PR #726, opened 2020-08-28
Simplify two nuisance arguments in `causal_survival_forest`

erikcs:
Instead of passing:

```
S0.hat: a list of ...
S1.hat: a list of ...
```

simplify it to:

```
E0.hat: A vector of estimates of E[Y | X, W = 1].
E1.hat: "... "
```

Note that `expected_survival` is an internal function, but for power users wishing to pass this argument the computation involved is [minor](https://github.com/grf-labs/grf/blob/master/r-package/grf/R/causal_survival_forest.R#L576).


yifan-cui:
@erikcs It looks fine!

PR #728, opened 2020-08-31
Fix a pairwise comparison in old test

erikcs:
This is only a minor fix, the comparison should be pairwise (`&` not `&&`).


erikcs:
Just for reference, this line is what causes the following obscure message when running R CMD check through RStudio 
Screen Shot 2020-08-31 at 14 39 33

PR #732, opened 2020-09-02
Make `get_scores` a generic function

erikcs:
This is a purely aesthetic follow-up to #723: replace the different `get_scores` functions with a generic `get_scores` (suggest holding on renaming to `double_robust_scores` as it will cause name collision with policytree's methods, which produce slightly different outputs - matrices of DR conditional means).

Also add 
-get_scores.causal_forest
-get_scores.instrumental_forest
-get_scores.causal_survival_forest

to the online function reference (under the "Treatment effect estimation" heading)


swager:
Nice! Given this refactor, though, I think we should be able to get rid of the old `get_scores_ATE`, etc. Then, for example, `get_scores.causal_forest` would just have a big if/else check on whether treatment is binary, and proceed from there.

PR #735, opened 2020-09-14
Move `dgps.R` to R/

erikcs:
This is only a convenience - move the DGP simulation functionality to the R package.

We already have `generate_survival_data()` in `R/` which is convenient to generate test data.

Note the two functions `generate_causal_data` (causal forest) and `generate_survival_data` (causal survival forest) are exported but not added to the [online reference list](https://github.com/grf-labs/grf/blob/master/r-package/grf/pkgdown/_pkgdown.yml).

Having this under R/ gives a convenient render of the docstring, and we get some light test coverage through the `\donttest` section.


halflearned (approved):
Looks harmless enough to me.

erikcs:
Going ahead and merging this, it is easy to make future amendments now that the file is part of the R package.

PR #738, opened 2020-09-21
Add a "Visualize trees" entry to vignettes

erikcs:
This PR adds a short vignette entry `Visualize trees` giving a short overview of the tree plotting functionality in GRF. @susanathey mentioned the documentation could be clarified in this area, hopefully this vignette will be useful for users.

We demonstrate `plot` and `print` with `get_tree`, and emphasize these are only simple visualization tools, and refer the user to the `policytree` package (with an example) for tree-based treatment assignment rules.

A printout of the rendered vignette is attached [here](https://github.com/grf-labs/grf/files/5253388/out.pdf) for convenience.

### DIFF
--- a/.travis.yml
+++ b/.travis.yml
@@ -82,7 +82,7 @@ matrix:
         - cp ../../DEVELOPING.md .
         - cp ../../releases/CHANGELOG.md .
         - Rscript -e 'install.packages("pkgdown")'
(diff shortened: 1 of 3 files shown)


halflearned (approved):
Thank you for the extremely fast work on this, @erikcs! I think this vignette will be very useful to users.

PR #774, opened 2020-12-15
Update sample weights for regression/causal/instrumental forest

erikcs:
Issue: #796. This PR updates

- Regression / MultiRegression
- Causal / Instrumental forest

The components to update are

1. Point prediction
2. Variance estimates
3. Debiased error estimates

---
### Details
Attached example sketch on how some point predictions and sufficient statistics are computed, for reference:

[grf_predictions.pdf](https://github.com/grf-labs/grf/files/6255533/grf_predictions.pdf)


core/src/prediction/InstrumentalPredictionStrategy.cpp
```diff
@@ -191,13 +189,16 @@ PredictionValues InstrumentalPredictionStrategy::precompute_prediction_values(
     if (std::abs(sum_weight) <= 1e-16) {
       continue;
     }
+    std::vector<double>& value = values[i];
```
erikcs, line 192: This line is also moved to after 
```
 if (std::abs(sum_weight) <= 1e-16) {
      continue;
    }
```
which is a bug in case you supply samples weights where some of them are zero (like would be the case where using sample weights for bandwith estimation), predictions would then be zero instead of empty

core/src/prediction/InstrumentalPredictionStrategy.cpp
```diff
@@ -191,13 +189,16 @@ PredictionValues InstrumentalPredictionStrategy::precompute_prediction_values(
...
+    value.resize(NUM_TYPES);
```
erikcs, line 193: This line is also moved to after
```
 if (std::abs(sum_weight) <= 1e-16) {
      continue;
    }
```
which is a bug in case you supply samples weights where some of them are zero (like would be the case where using sample weights for bandwith estimation), predictions would then be zero instead of empty

swager (approved):
Looks great!

PR #778, opened 2020-12-23
Add Azure Pipelines

erikcs:
Replace Travis with Azure Pipelines, as in https://github.com/grf-labs/policytree/pull/68.

This pipeline does not use `build_package.R` but  instead runs all the tests through the native "R CMD check" (means that devtools etc does not need to be installed on the image). It may be convenient to retain `build_package.R` in the repo for local use - it has all the setup to produce generated files (rcpp/roxygen) if one does not use RStudio.

It is unwieldy to have `PKG_CPPFLAGS="-UNDEBUG"` activated here as before to catch Eigen mistakes, so added a note to DEVELOPING instead (R CMD check runs all the package tests, but also checks the package for violations like debug symbols in the code, and would complain here. One could enable this flag in the C++ tests, but valgrind will catch it there anyways...)

The GCC and Clang version is the default from the image setup, details are [here](https://docs.microsoft.com/en-us/azure/devops/pipelines/agents/hosted?view=azure-devops&tabs=yaml#software).

The default R version is release (4.0).


jtibshirani (approved):
Thanks for doing this migration! I didn't review the new build script carefully, but understand the general approach and the benefits of using Azure Pipelines.

PR #789, opened 2021-01-06
Add `vcov.type` to `test_calibration/best_linear_projection`

### LINKED ISSUE #786: test_calibration/best_linear_projection: slow with clustered SEs and large data
I am running causal_forest with 2000 trees, using data with about 2.8 million rows, 16 covariates, binary outcome and treatment. I am using a Windows 10 machine with 384 GB ram and 42 cores of i7 Intel, and loaded version grf_1.2.0. That causal_forest model takes about 10.5 h to run. To test for the presence of heterogeneity in an omnibus test, I am using the test_calibration model. However, this model has now run for over four days (96h<)—at the time of writing—without converging. 

Is this long estimation time of test_calibration considered normal compared to the causal_forest estimation time? 

If not, what advice can you give to speed up this long estimation time?

The causal_forest code block is the following 

```
tau.forest.2000.u5 <- causal_forest(df4[covariates],
                                    df4[,outcome], 
                                    df4[,treatment],  
                                    clusters = df4[,clusters],
                                    num.trees = 2000,
                                    honesty.fraction = 0.5,
                                    tune.parameters = "all")


m_cal <- test_calibration(tau.forest.2000.u5)
```

erikcs:
Closes #786. Thanks to @adeldaoud for reporting and @zeileis for the help with `sandwich`.

### DIFF
--- a/r-package/grf/R/forest_summary.R
+++ b/r-package/grf/R/forest_summary.R
@@ -15,9 +15,13 @@
 #' @param vcov.type Optional covariance type for standard errors. The possible
 #'  options are HC0, ..., HC3. The default is "HC3", which is recommended in small
 #'  samples and corresponds to the "shortcut formula" for the jackknife
-#'  (see MacKinnon & White for more discussion). For large data sets with clusters,
-#'  "HC0" or "HC1" are significantly faster to compute.
+#'  (see MacKinnon & White for more discussion, and Colin & Miller for a review).
+#'  For large data sets with clusters, "HC0" or "HC1" are significantly faster to compute.
 #' @return A heteroskedasticity-consistent test of calibration.
+#'
+#' @references Cameron, A. Colin, and Douglas L. Miller. "A practitioner's guide to
+#'  cluster-robust inference." Journal of human resources 50, no. 2 (2015): 317-372.
+#'
 #' @references Chernozhukov, Victor, Mert Demirer, Esther Duflo, and Ivan Fernandez-Val.
 #'             "Generic Machine Learning Inference on Heterogenous Treatment Effects in
 #'             Randomized Experiments." arXiv preprint arXiv:1712.04802 (2017).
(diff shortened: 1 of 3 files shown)


swager (approved):
Thanks! Just a few comments on the documentation. We should add a reference defining the HC choices:

MacKinnon, James G., and Halbert White. "Some heteroskedasticity-consistent covariance matrix estimators with improved finite sample properties." Journal of Econometrics 29.3 (1985): 305-325.

We should also mention that:
- The possible options are HC0, ..., HC4,
- The choice HC3 is recommended in small samples, and is used as default, and
- HC3 corresponds to the "shortcut formula" for the jackknife (see MacKinnon & White for more discussion).

zeileis:
Adding documentation will surely be helpful. MacKinnon & White (1985) only pertains to the cross-section case, though (implemented in `sandwich::vcovHC`). For the clustered case (implemented in `sandwich::vcovCL`), Cameron & Miller (2015) is a standard survey reference. In that case the recommendation for HC3 is not so clear-cut, hence `vcovCL` defaults to HC1 for linear models while `vcovHC` defaults to HC3. Also, there is no HC4 counterpart in the clustered case. When implementing `vcovCL` we considered this but didn't see a straightforward generalization. (And for the cross-section case there is even HC4m and HC5, both of which are less popular, though.)

Cameron AC, Miller DL (2015). “A Practitioner’s Guide to Cluster-Robust Inference.” _Journal of Human Resources_, **50**(2), 317–372. [doi:10.3368/jhr.50.2.317](https://doi.org/10.3368/jhr.50.2.317).

swager:
Good point, thanks! Regarding the default choice of HC3 -- I believe most users will be using this in the non-clustered case (in which case HC3 seems good), and my thought was that I wanted the behavior with clustering to be consistent with the behavior without clustering.

One question this brings up, though, is: When calling into `coeftest`, should we add a check on whether there is clustering or not (i.e., whether there exist duplicate elements in the clusters vector), and then use `vcov = sandwich::vcovHC` instead of `vcov = sandwich::vcovCL` in the case there is no clustering? I'd be curious if you have any recommendations about that, @zeileis.

zeileis:
I agree that HC3 is a reasonable choice here, just wanted to point out that the default for `vcovCL` differs.

And when each observation is its own cluster then `vcovCL` yields the same results as `vcovHC`, e.g.,

```
m <- lm(dist ~ speed, data = cars)
library("sandwich")
sqrt(diag(vcovHC(m, type = "HC3")))
## (Intercept)       speed 
##   5.9318033   0.4275372 
sqrt(diag(vcovCL(m, type = "HC3", cluster = 1:50)))
## (Intercept)       speed 
##   5.9318033   0.4275372 
sqrt(diag(vcovCL(m, type = "HC3")))
## (Intercept)       speed 
##   5.9318033   0.4275372 
```

There may be small performance differences but we have special-cased the common `cluster = 1:n` scenario within `vcovCL` so that unnecessary computations are avoided.

swager:
Makes sense, thanks!

erikcs:
Do you two think this is OK to merge now or should we add the Cameron reference too?

swager:
Yes let's add Cameron & Miller; beyond that, looks good to me.

erikcs:
Just tacking on a note for the future @grf-labs: all names should be chosen meticulously.

In hindsight I don't see why we didn't name this option `vcov` instead of `vcov.type`, to be consistent with @zeileis interface.

Another old naming "glitch" in GRF is the argument `clusters`: `cluster` is used in `sandwhich` and almost everywhere else.

zeileis:
I had noticed that you named `vcov.type` differently but thought that this was intentional, but I overlooked `clusters`. In any case, the good thing about both names is that partial matching will work for both `vcov = ...` and `cluster = ...`.

Issue #758, opened 2020-11-19
Remove "tune_regression_forest" and "tune_causal_forest"


erikcs:
The upcoming 2.0 release allows for making breaking changes and to trim fat. This additional tuning interface adds code complexity and maintenance burden, especially when adding new forests.

The main entry point should cover the necessary use cases: `tuned.forest = causal_forest(X, Y, W, tune.parameters = "all")` returns a tuned forest with the tuning result and details accessible through `tuned.forest$tuning.output`.  (note: add to _deprecated.R_)

Discussed and agreed by @halflearned , @jtibshirani and @davidahirshberg !

PR #790, opened 2021-01-07
Deprecate `tune_***_forest`

erikcs:
See #758. 

We remove the optional entry points:

-`tune_regression_forest`
-`tune_causal_forest`
-`tune_instrumental_forest`

As well as making these internal:

-`tune_ll_regression_forest`
-`tune_ll_causal_forest`

@rinafriedberg: Do you feel strongly about keeping `tune_ll_regression_forest` and `tune_ll_causal_forest` `@exported` or can they be made internal? They  kind of fit the same bill as above, you get the LLF parameter tuned by default when doing `predict`.


rinafriedberg:
@erikcs I don't feel strongly about keeping them external, thanks for checking :)

erikcs:
Thanks @rinafriedberg, `@ internal`'d them!

erikcs:
You OK with this @halflearned?

halflearned (approved):
No issues on my end! 

I think we discussed this in a previous meeting and got consensus that it was a good idea, so I'll go ahead and approve this PR. Thanks @erikcs!

PR #1788, opened 2021-07-15
Use an unstable prefix for MSC2885: Hidden read receipts  

SimonBrandner:
We should be using an unstable prefix as per [`a4e5b45` (#2285)](https://github.com/matrix-org/matrix-doc/pull/2285/commits/a4e5b45204b243b6b23226a0fcf5cf8a9b10cdc0)

### DIFF
--- a/src/client.ts
+++ b/src/client.ts
@@ -3650,7 +3650,7 @@ export class MatrixClient extends EventEmitter {
         }
 
         const addlContent = {
-            "m.hidden": Boolean(opts.hidden),
+            "org.matrix.msc2885.hidden": Boolean(opts.hidden),
         };
 
         return this.sendReceipt(event, "m.read", addlContent, callback);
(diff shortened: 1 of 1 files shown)


t3chguy (approved):
Yup, thanks. Synapse doesn't support this anyway so not super critical :P

src/client.ts
```diff
@@ -3650,7 +3650,7 @@ export class MatrixClient extends EventEmitter {
         }
 
         const addlContent = {
-            "m.hidden": Boolean(opts.hidden),
+            "org.matrix.msc2885.hidden": Boolean(opts.hidden),
```
t3chguy, line 3653:
```suggestion
            "org.matrix.msc2285.hidden": Boolean(opts.hidden),
```

src/client.ts
```diff
@@ -6429,7 +6429,7 @@ export class MatrixClient extends EventEmitter {
         const content = {
             "m.fully_read": rmEventId,
             "m.read": rrEventId,
-            "m.hidden": Boolean(opts ? opts.hidden : false),
+            "org.matrix.msc2885.hidden": Boolean(opts ? opts.hidden : false),
```
t3chguy, line 6432:
```suggestion
            "org.matrix.msc2285.hidden": Boolean(opts ? opts.hidden : false),
```

t3chguy (changes requested):
THAT COULD HAVE BEEN A FUN ONE TO DEBUG

SimonBrandner:
@t3chguy, thanks for the massive save!

t3chguy (approved):

PR #1789, opened 2021-07-15
Switch callEventHandler from listening on `event` to `Room.timeline`

t3chguy:
so that it doesn't end up processing ephemerals, account data, remote echoes, etc etc

This was causing remote-echoes to be pointlessly decrypted


dbkr (commented):
That was simple... hopefully that's all there is to it!

dbkr (approved):

PR #1792, opened 2021-07-16
Deprecate groups APIs

t3chguy:
Notes: Deprecate the groups APIs. Groups are no longer supported, only Synapse has support. They are being replaced by Spaces which build off of Rooms and are far more flexible.

---


jryans (approved):
Should it be recorded any special way in the release notes?

t3chguy:
I'll do one of them changeloggy things, not merging it just yet

t3chguy:
Not sure how to sanely expose this to the changelog.

PR #1801, opened 2021-07-21
Improve calculateRoomName performances by using Intl.Collator

gsouquet:


src/utils.ts
```diff
@@ -683,3 +683,13 @@ export function lexicographicCompare(a: string, b: string): number {
...
+
+const collator = new Intl.Collator();
+/**
+ * Performant language-sensitive string comparison
+ * @param a the first string to compare
+ * @param b the second string to compare
+ */
+export function compare(a: string, b: string): number {
+    return collator.compare(a, b);
+}
```
t3chguy, line 695: kind of annoying that we're duplicating this in react-sdk now, can you open a maintenance issue to use the js-sdk util instead of duplicating along with merging this please

t3chguy (approved):

bradjones1:
Dropping a quite note here to hopefully save others time - `Intl` isn't present in React Native < [65.0](https://reactnative.dev/blog/2021/08/17/version-065#whats-new-in-hermes-08), so this will result in errors like `Can't find variable: Intl` when running on Expo SDK <= 44. (There's not yet an Expo SDK rolled that includes RN 65.) I ended up monkey-patching this with a revert since this is (hopefully) a temporary condition. Whew.

byanes:
I am facing the same issue in React Native with Expo. Are there any plans of changing/patching this?

t3chguy:
This project aims for Node 10 compatibility, Intl has been in Node since 0.12.0 so you'll need to find a way of having Expo polyfill it.

bradjones1:
@byanes Per my comment above, you'll have Intl in Expo once they roll an SDK release which includes React Native 65. See https://github.com/expo/fyi/blob/main/react-native-releases.md#so-when-will-expo-support-react-native-latest_version for their policy (which isn't much help for understanding "when" you'll get it, but it does set expectations.)

You can maintain a fork of this project and revert the applicable commit, as I am doing [here](https://github.com/bradjones1/matrix-js-sdk/tree/v99)

bradjones1:
Expo SDK 45 [includes RN 0.68](https://blog.expo.dev/expo-sdk-45-f4e332954a68), FYI.

byanes:
> Expo SDK 45 [includes RN 0.68](https://blog.expo.dev/expo-sdk-45-f4e332954a68), FYI.

Thanks for the heads up! I'll give it a try.

bradjones1:
I've confirmed this works with Hermes JS engine in RN 0.68.

jpschw:
I'm using 0.68.2 and still getting the error...

jpschw:
For everyone using Expo - you can enable Hermes in app.json to get rid of the error:
https://docs.expo.dev/guides/using-hermes/

Thank you @bradjones1

PR #1803, opened 2021-07-21
Migrate room-state members object to a Map

gsouquet:
For matrix-org/matrix-react-sdk#6429

### DIFF
--- a/src/models/room-state.ts
+++ b/src/models/room-state.ts
@@ -53,7 +53,7 @@ export class RoomState extends EventEmitter {
     private modified: number;
 
     // XXX: Should be read-only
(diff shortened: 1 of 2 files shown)


src/models/room-state.ts
```diff
@@ -53,7 +53,7 @@ export class RoomState extends EventEmitter {
     private modified: number;
 
     // XXX: Should be read-only
-    public members: Record<string, RoomMember> = {}; // userId: RoomMember
+    public members = new Map<string, RoomMember>(); // userId: RoomMember
```
t3chguy, line 56: We access this field in a few places so this would need a version bump

image

PR #1812, opened 2021-07-27
Support for MSC3291: Muting in VoIP calls

SimonBrandner:
An implementation of https://github.com/matrix-org/matrix-doc/pull/3291
Requires https://github.com/matrix-org/matrix-react-sdk/pull/6486


src/@types/event.ts
```diff
@@ -53,6 +53,7 @@ export enum EventType {
     CallReject = "m.call.reject",
     CallSelectAnswer = "m.call.select_answer",
     CallNegotiate = "m.call.negotiate",
+    CallSDPStreamMetadataChanged = "org.matrix.call.sdp_stream_metadata_changed",
```
dbkr, line 56: Best practice is to *send* only the prefixed version but support *receiving* both, that way once it's unprefixed, old clients will work seamlessly with new ones.

dbkr (approved):

PR #1813, opened 2021-07-27
Handle DTMF support

SimonBrandner:
For https://github.com/matrix-org/matrix-react-sdk/pull/6472

### DIFF
--- a/src/webrtc/call.ts
+++ b/src/webrtc/call.ts
@@ -394,6 +394,10 @@ export class MatrixCall extends EventEmitter {
         return Boolean(this.opponentCaps && this.opponentCaps["m.call.transferee"]);
     }
 
+    public opponentSupportsDTMF(): boolean {
+        return Boolean(this.opponentCaps && this.opponentCaps["m.call.dtmf"]);
+    }
+
     public getRemoteAssertedIdentity(): AssertedIdentity {
         return this.remoteAssertedIdentity;
     }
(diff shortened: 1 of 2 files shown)


Palid (commented):
Looks fine to me according to the [spec](https://github.com/matrix-org/matrix-doc/blob/dbkr/msc2746/proposals/2746-reliable-voip.md#add-dtmf) but I don't really feel confident enough about this as of this moment. @dbkr please additionally have a look at this, so I don't do a stupid merge 😄

src/webrtc/call.ts
```diff
@@ -1032,11 +1036,10 @@ export class MatrixCall extends EventEmitter {
             [SDPStreamMetadataKey]: this.getLocalSDPStreamMetadata(),
         } as MCallAnswer;
 
-        if (this.client.supportsCallTransfer) {
```
Palid, line 1035: Is there a reason why this check has been removed?

src/webrtc/call.ts
```diff
@@ -1374,11 +1377,10 @@ export class MatrixCall extends EventEmitter {
             content.description = this.peerConn.localDescription;
         }
 
-        if (this.client.supportsCallTransfer) {
```
Palid, line 1377: Is there a reason why this check has been removed?

dbkr (approved):

PR #1817, opened 2021-07-29
Add strictNullChecks to tsconfig.json

Palid:


hughns:
@Palid FYI - I have recently encountered some issues with incorrect typings that are masked by `strictNullChecks` being `false`. The total error count in matrix-js-sdk with `strictNullChecks` being `true` is now 950+ which I believe indicates the situation has gotten worse. 👎

MadLittleMods:
Feels like we can close this and come back to it whenever we want to address this.

The new issue to track around this is https://github.com/vector-im/element-web/issues/21967

PR #1818, opened 2021-07-29
Add support for /hierarchy API and fall back to /spaces API if needed

t3chguy:

### DIFF
--- a/src/@types/spaces.ts
+++ b/src/@types/spaces.ts
@@ -43,8 +43,9 @@ export interface ISpaceSummaryEvent {
     };
 }
 
-export interface IRoomChildState extends IStrippedState {
+export interface IHierarchyRelation extends IStrippedState {
     room_id: string;
+    origin_server_ts: number;
     content: {
         order?: string;
         suggested?: boolean;
@@ -52,8 +53,8 @@ export interface IRoomChildState extends IStrippedState {
     };
 }
 
-export interface IRoomChild extends IPublicRoomsChunkRoom {
+export interface IHierarchyRoom extends IPublicRoomsChunkRoom {
     room_type?: RoomType | string;
-    children_state: IRoomChildState[];
+    children_state: IHierarchyRelation[];
 }
 /* eslint-enable camelcase */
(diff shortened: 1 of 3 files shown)


src/client.ts
```diff
@@ -8008,6 +8009,60 @@ export class MatrixClient extends EventEmitter {
...
 
+    /**
+     * Fetches or paginates a room hierarchy as defined by MSC2946.
+     * Falls back gracefully to sourcing its data from `getSpaceSummary` if this API is not yet supported by the server.
+     * @param {string} roomId The ID of the space-room to use as the root of the summary.
+     * @param {number?} limit The maximum number of rooms to return per page.
+     * @param {number?} maxDepth The maximum depth in the tree from the root room to return.
+     * @param {boolean?} suggestedOnly Whether to only return rooms with suggested=true.
+     * @param {string?} fromToken The opaque token to paginate a previous request.
+     * @returns {Promise} the response, with next_token & rooms fields.
```
clokep, line 8020: We updated this to `next_batch` in matrix-org/synapse#10579!

src/@types/spaces.ts
```diff
@@ -15,26 +15,46 @@ limitations under the License.
...
 // Types relating to Rooms of type `m.space` and related APIs
 
 /* eslint-disable camelcase */
+/** @deprecated */
 export interface ISpaceSummaryRoom extends IPublicRoomsChunkRoom {
     num_refs: number;
     room_type: string;
 }
 
+/** @deprecated */
```
turt2live, line 30:
```suggestion
/** @deprecated Use hierarchy instead where possible. */
```

src/@types/spaces.ts
```diff
@@ -15,26 +15,46 @@ limitations under the License.
...
 export interface ISpaceSummaryEvent {
```
turt2live, line 31: I'm surprised we don't have a generic event interface yet

t3chguy: We do, this predates it, keeping the identifier until deprecation expires and this gets canned

PR #2277, opened 2022-04-06
Make self membership less prone to races

robintown:
Previously, if you tried to peek a room while the sync loop was still pulling in your own join event for that room, the peek could end up overwriting the synced membership with `null`, causing the room to get stuck in a 'peeking' state. By bundling the call to `updateMyMembership` with `recalculate`, we ensure that it the actual latest membership value gets set.

Type: defect

Closes https://github.com/vector-im/element-web/issues/21661.


gsouquet (approved):
Looks great to me 👍

PR #2281, opened 2022-04-07
Live location sharing - update beacon_info implementation to latest MSC

kerryarchibald:
https://github.com/matrix-org/matrix-spec-proposals/pull/3672

- changes unstable event prefixes to use `msc3672`
- changes beacon identifier logic. Previously beacons used unique event types to enable multiple state events per user per room so event type could be used as an identifier. According to msc3672 plain event types and state_key are used for beacons, identifier is now `<roomId>_<state_key>`. 
- add extra logic about beacon update

---

### DIFF
--- a/spec/test-utils/beacon.ts
+++ b/spec/test-utils/beacon.ts
@@ -42,7 +42,6 @@ export const makeBeaconInfoEvent = (
     roomId: string,
     contentProps: Partial<InfoContentProps> = {},
     eventId?: string,
-    eventTypeSuffix?: string,
 ): MatrixEvent => {
     const {
         timeout, isLive, description, assetType,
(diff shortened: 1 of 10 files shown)


spec/test-utils/beacon.ts
```diff
@@ -51,12 +50,14 @@ export const makeBeaconInfoEvent = (
         ...contentProps,
     };
     const event = new MatrixEvent({
-        type: `${M_BEACON_INFO.name}.${sender}.${eventTypeSuffix || Date.now()}`,
+        type: M_BEACON_INFO.name,
```
turt2live, line 53: 🎉

turt2live (approved):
┄┄┄┄┄┄┄┄┄┄
# AIM OF THE EXERCISE
Take each line of the material above that holds the string "Colin" and copy it.

# FINISHED TASK
+#'  (see MacKinnon & White for more discussion, and Colin & Miller for a review).
+#' @references Cameron, A. Colin, and Douglas L. Miller. "A practitioner's guide to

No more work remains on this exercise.